# Badgers in Ohio



## Evinrude58 (Apr 13, 2011)

Went to Wadsworth today to take care of some business and on the way home noticed an unusual looking road kill. Stopped to check it out and it was a badger. Never knew badgers were in Ohio as in all my years outdoors had never seen one before. Looked it up online and from what I read there seems to be a fair size population here.


----------



## T-180 (Oct 18, 2005)

I have caught a couple trapping, though many years ago as I don't trap much anymore & concentrate mostly on coyotes. My FIL had one mounted that he caught & I turned a couple loose...... there is an interesting critter to deal with !!! I also saw one hit on Rt 33 near the Marysville Honda plant last year.


----------



## Saugeye Tom (Oct 6, 2010)

Yep I caught one 33 years ago...lol what a mess...dug a circle all the way around my stake....fun pinning him down to turn loose. Like a bag of greased cats.....


----------



## Salmonid (Apr 14, 2004)

Had a relative of my ex wife get one back in the early 80's not far from Dayton, DNR all but called him a liar...LOL but he had pics and they came out to see it and confirmed it was a badger but figured he got it up in Michigan and brought it back. He got it not far from Greenville.


----------



## Salmonid (Apr 14, 2004)

Same guy got a bobcat near Rocky Fork in the same time period and they hesitantly admitted there was a few in the area way back then.


----------



## Saugeye Tom (Oct 6, 2010)

Salmonid said:


> Had a relative of my ex wife get one back in the early 80's not far from Dayton, DNR all but called him a liar...LOL but he had pics and they came out to see it and confirmed it was a badger but figured he got it up in Michigan and brought it back. He got it not far from Greenville.

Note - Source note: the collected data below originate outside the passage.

PR #273, opened 2024-09-22
[Bug] Fix the checking error in gpt4v generation

pufanyi:
API errors should return an empty string instead of the answer from the previous query.


pufanyi:
Sorry that this PR was opened to the wrong destination branch. I will close it.

PR #278, opened 2024-09-24
[Fix] Model name None in Task manager, mix eval model specific kwargs

kcz358:

- [ ] A detailed description

---

We forgot to pass in the model name in the task manager, this could cause the specific kwargs to be useless. This PR is to fix this error


Luodian (approved):
Good fix, thanks!

PR #306, opened 2024-10-08
[Fix] Fix cache_dir issue where MVBench cannot be found

yinanhe:
[Fix] Fix cache_dir issue where MVBench cannot be found
       -  Added Line 1004-1012 in `lmms_eval/api/task.py`. If the downloaded file does not need to be unzipped (unzip or tar), it will directly create the symbolic link the cache path of huggingface to the cache_dir, and the link will be updated after each pull. This operation also applies to dataset-repo that does not need to be unzipped.


yinanhe:
- [feat] New variable in dataset kwargs: `create_link`
  If `create_link` exists in `dataset_kwargs`, a symbolic link will be created to the data repository in cache_dir.
- [fix] Modify the `print` function in the previous code to use `logger`

Luodian (approved):

PR #323, opened 2024-10-15
Add openhermes task

pbcong:


kcz358:
Hi, I have rebase the `feat-dev` and rebase to main so that we can keep up a linear history. Can you do the same to this branch so that only the new commits `add openhermes task` and `formatting` would be squash and merge into the `feat-dev` branch?

If you don't mind I force push on your branch, I can also help you do that

kcz358:
Hi @pbcong , I rebase and keep only these two commits. Can you check current file changes are correct? If everything is correct, I will merge this PR.

pbcong:
Yes, I think the changes are all correct, thank you.

PR #325, opened 2024-10-15
Add AI2D evaluation without masks

zhijian-liu:
This PR adds AI2D evaluation without masks (following VLMEvalKit).


kcz358 (approved):
LGTM, may I ask how this ai2d without mask dataset is different from our dataset version?

zhijian-liu:
@kcz358, the current dataset masks the words in the images and replaces them with options. However, some questions refer specifically to the labels in the images, which can result in lower accuracy when using the masked version. VLMEvalKit includes an option to evaluate AI2D without masking these words, which might be more suitable in such cases.

PR #327, opened 2024-10-16
Update evaluator.py to load datasets first before loading models

LooperXX:
Downloading datasets before loading models will help prioritise data preparation without using GPUs.
- just adjusted the order of the code in evaluator.py
- it has been tested for most of the datasets for single-image and text-only scenarios and no anomalies were found


Luodian (approved):

Luodian:
Hi thanks for this PR, the change is reasonable~ However, it's better to use `pre-commit` to do lint and isort to make all code follow same style.

Issue #350, opened 2024-10-25
Inconsistent evaluation result on Vinoground


Richar-Du:
Thanks for the quick commitment of Vinoground! However, when I use the following command to evaluate LLaVA-OV-7B, the result is lower than the original paper's.
Evaluation command:
```
# video tasks
accelerate launch --main_process_port=29501 --num_processes=8 \
-m lmms_eval \
--model llava_onevision \
--model_args pretrained=/lmms-lab/llava-onevision-qwen2-7b-ov,conv_template=qwen_1_5,model_name=llava_qwen \
--tasks vinoground \
--batch_size 1 \
--log_samples \
--log_samples_suffix llava_onevision \
--output_path ./logs/
```
Evaluation result:
```
action: text: 35.80%, video: 17.51%, group: 8.95%
all: text: 41.20%, video: 18.60%, group: 9.20%
viewpoint: text: 67.47%, video: 25.30%, group: 19.28%
cyclical: text: 32.43%, video: 16.22%, group: 8.11%
spatial: text: 26.21%, video: 14.56%, group: 3.88%
interaction: text: 34.25%, video: 15.07%, group: 4.11%
contextual: text: 34.92%, video: 17.46%, group: 7.94%
object: text: 36.25%, video: 16.88%, group: 4.38%

|  Tasks   |Version|Filter|n-shot|     Metric     |   |             Value             |   |Stderr||----------|-------|------|-----:|----------------|---|-------------------------------|---|------|
|vinoground|Yaml   |none  |     0|vinoground_score|↑  |(41.199999999999996, 18.6, 9.2)|±  |   N/A|
```
<img width="547" alt="image" src="https://github.com/user-attachments/assets/4cce07a9-7338-46a0-ba8d-e67a1d3c8794">

HanSolo9682:
Hi! Thank you for your feedback! We have identified the problem and opened a pull request #354. Now we can correctly reproduce the results.
<img width="995" alt="Screenshot 2024-10-25 at 15 56 13" src="https://github.com/user-attachments/assets/c2843b1b-bb39-42d1-ae4d-bfaceb8017f3">

Richar-Du:
Thanks for your quick feedback!

PR #354, opened 2024-10-25
Update Vinoground to make evaluation consistent with paper

HanSolo9682:
As mentioned by Issue #350, the results of video score and group score on many models are inconsistent with the original paper. This is because in the lmms-eval code we initially provided, we did not use the shuffled questions like we did in the paper. We update the code to correctly reflect that and we are now able to reproduce results on llava-ov-qwen2-7b.

Screenshot 2024-10-25 at 15 56 13


kcz358 (approved):

kcz358:
Thank you for fixing the bugs in the issue! Merging this PR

Lol. I got mine off 571 past west Milton on the way to Greenville


----------



## nooffseason (Nov 15, 2008)

Pretty cool. Very surprised the YouTube honey badger video hasn't been posted yet!


----------



## boatnut (Nov 22, 2006)

There are a couple of badgers named Tim and Cheryl that live off of RT. 269 by east harbor state park. Wisconsin fans!!!!!


----------



## Evinrude58 (Apr 13, 2011)

Salmonid
We had a bobcat killed on our farm back in 69 or 70. Was kicked by one of the horses. Left the state for quite awhile as I joined the military but moved back in 04. Not long after I got back read an article in a magazine (think it was something like Ohio Fish and Game) that said the Bobcat was making a comeback since the first sighting in 97. It also said they had not been in Ohio since the early thirties. If we had known they weren't suppose to be here we probably would have called ODNR and reported it but my Dad didn't seem to think it was anything special.


----------



## James F (Jul 2, 2005)

Bashers, have been listed by the DNR as far back as I can remember. And most of the other critters such as bears and many others are by the way the Turkeys got here, it's called transplanting. Ohio is a part of a multi state program.I don't have any real proof, except for the Turkey program and the River Otter. I have seen all but the elusive Badger! I have heard talk about Elk being introduced back to Ohio, but I think that about it just talk.


----------



## Weekender#1 (Mar 25, 2006)

a year or so ago the Findlay Courier had an article on Badgers as one was found road killed West of town, then it went on to interview a DNR member who said we have a healthy Badger population near the Blanchard River through out. I have never seen one, I never thought there were River Otters in Hancock County either and I have been proven wrong again.


----------



## MAB3160 (Sep 6, 2016)

DNR will want to confirm or possibly preserve as a hide or a mount if in good condition..give them location info at..330-644-2293


----------



## Tritonman (Jul 4, 2004)

That's cool. Except their holes are huge. Chasing my lab out in nordak and my foot went in one. Torn ligaments. I don't live to far away from wadsworth so I'll watch while mowing the lawn.


----------



## ldrjay (Apr 2, 2009)

I had no idea ohio had a decent population. how do they affect the game population? would be neat to see one.


----------



## Saugeye Tom (Oct 6, 2010)

ldrjay said:


> I had no idea ohio had a decent population. how do they affect the game population? would be neat to see one.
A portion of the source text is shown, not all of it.